Given entries:
PR #110, opened 2020-12-02
feat(DIST-401): Add tracking parameters

lfons:
Adds the following metadata options and forwards them to renderer requests:

- source field as typeform-source query parameter. 
- medium field as typeform-medium query parameter. If empty set to embed-sdk
- mediumVersion field as typeform-medium-version query parameter

Uses existing open option and adds it as typeform-embed-trigger-type URL parameter.

- [x]  Link to the ticket [https://jira.typeform.tf/browse/DIST-401]()

### DIFF
--- a/src/core/attributes.js
+++ b/src/core/attributes.js
@@ -35,8 +35,42 @@ const getDataset = element => {
   return data
 }
 
-const sanitizePopupAttributes = data => {
+const sanitizeCommonAttributes = data => {
   const obj = {}
+
+  if (data.hideHeaders === '' || data.hideHeaders === 'true') {
+    obj.hideHeaders = true
+  }
+
+  if (data.hideFooter === '' || data.hideFooter === 'true') {
+    obj.hideFooter = true
+  }
+
+  if (data.hideScrollbars === '' || data.hideScrollbars === 'true') {
+    obj.hideScrollbars = true
+  }
+
+  if (data.source) {
+    obj.source = data.source
+  }
+
+  if (data.medium) {
+    obj.medium = data.medium
+  }
+
+  if (data.mediumVersion) {
+    obj.mediumVersion = data.mediumVersion
+  }
+
+  if (data.embedTriggerType) {
+    obj.embedTriggerType = data.embedTriggerType
+  }
+
+  return obj
+}
+
+const sanitizePopupAttributes = data => {
+  const obj = sanitizeCommonAttributes(data)
 
   if (data.mode) {
     obj.mode = transformLegacyDataMode(data.mode)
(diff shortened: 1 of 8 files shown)


travis-tf:
*[BOT]* Preview available: https://embed.typeform.com/f4d18b36a42d5f7544985013f3b66aec3b673e10/embed.js

travis-tf:
*[BOT]* Preview available: https://embed.typeform.com/cf5877328a913df81bf15aae8c0958d582e92532/embed.js

src/core/attributes.js
```diff
@@ -35,9 +35,43 @@ const getDataset = element => {
...
+  if (data.mediumVersion) {
+    obj.mediumVersion = data.mediumVersion
+  }
+
+  if (data.embedTriggerType) {
+    obj.embedTriggerType = data.embedTriggerType
+  }
+
+  return obj
+}
```
antoniofull: would a switch here make it more easy to read and maintain?

antoniofull (approved):

antoniofull:
LGTM

src/core/make-widget.js
```diff
@@ -30,6 +31,9 @@ const defaultOptions = {
 
 const queryStringKeys = {
   mode: 'typeform-embed',
+  source: 'typeform-source',
+  medium: 'typeform-medium',
+  mediumVersion: 'typeform-medium-version',
```
mathio, line 36: From [the ticket](https://jira.typeform.tf/browse/DIST-401):

> mediumVersion  ... If medium is embed-sdk, set to **current embed sdk version**, otherwise set to **empty string**

I think you need to set the mediumVersion value to current embed library version. The ticket does not say it can be overridden, but I guess it's fine.

src/core/make-widget.js
```diff
@@ -30,6 +31,9 @@ const defaultOptions = {
 
 const queryStringKeys = {
   mode: 'typeform-embed',
+  source: 'typeform-source',
```
mathio, line 34: From [the ticket](https://jira.typeform.tf/browse/DIST-401):

> Source: Optional value. **Domain name of the site using the SDK.**

We should read the domain from `window.location` if it is not set.

src/core/attributes.js
mathio: Its not if-else, I dont think we can use `switch` here and keep the same functionality.

src/core/make-widget.js
lfons: To my understanding, the mediumVersion is the version of whatever medium we are using. E.g. Embed-skd, embed-snippet, embed-wordpress-plugin, embed-hotspot-plugin, etc. So it is not necessary always the embed-sdk library version. 

However, if we have to default to embed-sdk, because medium and/or mediumVersion are not provided, then yes, we could use the embed library version. I guess we will need to do some versioning work (e.g. how do we get the actual version number in our code?), and this should probably be implemented in another ticket.

src/core/make-widget.js
lfons: Good catch Matej. Implementing this one ASAP.

src/core/make-widget.js
mathio: > if we have to default to embed-sdk, because medium and/or mediumVersion are not provided, then yes, we could use the embed library version

Thats correct. Is there a ticket for that? From ticket description my understanding is it should be part of this ticket.

But I think we can not read current lib version right now. @prilutskiy do you have any ideas on how to access it?

travis-tf:
*[BOT]* Preview available: https://embed.typeform.com/c9e57ff98648239e4b5bfebf0d39c58f645701b0/embed.js

mathio (approved):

Exercise directions: Make an exact copy of the listing, including every line.

Solution to this exercise:
PR #110, opened 2020-12-02
feat(DIST-401): Add tracking parameters

lfons:
Adds the following metadata options and forwards them to renderer requests:

- source field as typeform-source query parameter. 
- medium field as typeform-medium query parameter. If empty set to embed-sdk
- mediumVersion field as typeform-medium-version query parameter

Uses existing open option and adds it as typeform-embed-trigger-type URL parameter.

- [x]  Link to the ticket [https://jira.typeform.tf/browse/DIST-401]()

### DIFF
--- a/src/core/attributes.js
+++ b/src/core/attributes.js
@@ -35,8 +35,42 @@ const getDataset = element => {
   return data
 }
 
-const sanitizePopupAttributes = data => {
+const sanitizeCommonAttributes = data => {
   const obj = {}
+
+  if (data.hideHeaders === '' || data.hideHeaders === 'true') {
+    obj.hideHeaders = true
+  }
+
+  if (data.hideFooter === '' || data.hideFooter === 'true') {
+    obj.hideFooter = true
+  }
+
+  if (data.hideScrollbars === '' || data.hideScrollbars === 'true') {
+    obj.hideScrollbars = true
+  }
+
+  if (data.source) {
+    obj.source = data.source
+  }
+
+  if (data.medium) {
+    obj.medium = data.medium
+  }
+
+  if (data.mediumVersion) {
+    obj.mediumVersion = data.mediumVersion
+  }
+
+  if (data.embedTriggerType) {
+    obj.embedTriggerType = data.embedTriggerType
+  }
+
+  return obj
+}
+
+const sanitizePopupAttributes = data => {
+  const obj = sanitizeCommonAttributes(data)
 
   if (data.mode) {
     obj.mode = transformLegacyDataMode(data.mode)
(diff shortened: 1 of 8 files shown)


travis-tf:
*[BOT]* Preview available: https://embed.typeform.com/f4d18b36a42d5f7544985013f3b66aec3b673e10/embed.js

travis-tf:
*[BOT]* Preview available: https://embed.typeform.com/cf5877328a913df81bf15aae8c0958d582e92532/embed.js

src/core/attributes.js
```diff
@@ -35,9 +35,43 @@ const getDataset = element => {
...
+  if (data.mediumVersion) {
+    obj.mediumVersion = data.mediumVersion
+  }
+
+  if (data.embedTriggerType) {
+    obj.embedTriggerType = data.embedTriggerType
+  }
+
+  return obj
+}
```
antoniofull: would a switch here make it more easy to read and maintain?

antoniofull (approved):

antoniofull:
LGTM

src/core/make-widget.js
```diff
@@ -30,6 +31,9 @@ const defaultOptions = {
 
 const queryStringKeys = {
   mode: 'typeform-embed',
+  source: 'typeform-source',
+  medium: 'typeform-medium',
+  mediumVersion: 'typeform-medium-version',
```
mathio, line 36: From [the ticket](https://jira.typeform.tf/browse/DIST-401):

> mediumVersion  ... If medium is embed-sdk, set to **current embed sdk version**, otherwise set to **empty string**

I think you need to set the mediumVersion value to current embed library version. The ticket does not say it can be overridden, but I guess it's fine.

src/core/make-widget.js
```diff
@@ -30,6 +31,9 @@ const defaultOptions = {
 
 const queryStringKeys = {
   mode: 'typeform-embed',
+  source: 'typeform-source',
```
mathio, line 34: From [the ticket](https://jira.typeform.tf/browse/DIST-401):

> Source: Optional value. **Domain name of the site using the SDK.**

We should read the domain from `window.location` if it is not set.

src/core/attributes.js
mathio: Its not if-else, I dont think we can use `switch` here and keep the same functionality.

src/core/make-widget.js
lfons: To my understanding, the mediumVersion is the version of whatever medium we are using. E.g. Embed-skd, embed-snippet, embed-wordpress-plugin, embed-hotspot-plugin, etc. So it is not necessary always the embed-sdk library version. 

However, if we have to default to embed-sdk, because medium and/or mediumVersion are not provided, then yes, we could use the embed library version. I guess we will need to do some versioning work (e.g. how do we get the actual version number in our code?), and this should probably be implemented in another ticket.

src/core/make-widget.js
lfons: Good catch Matej. Implementing this one ASAP.

src/core/make-widget.js
mathio: > if we have to default to embed-sdk, because medium and/or mediumVersion are not provided, then yes, we could use the embed library version

Thats correct. Is there a ticket for that? From ticket description my understanding is it should be part of this ticket.

But I think we can not read current lib version right now. @prilutskiy do you have any ideas on how to access it?

travis-tf:
*[BOT]* Preview available: https://embed.typeform.com/c9e57ff98648239e4b5bfebf0d39c58f645701b0/embed.js

mathio (approved):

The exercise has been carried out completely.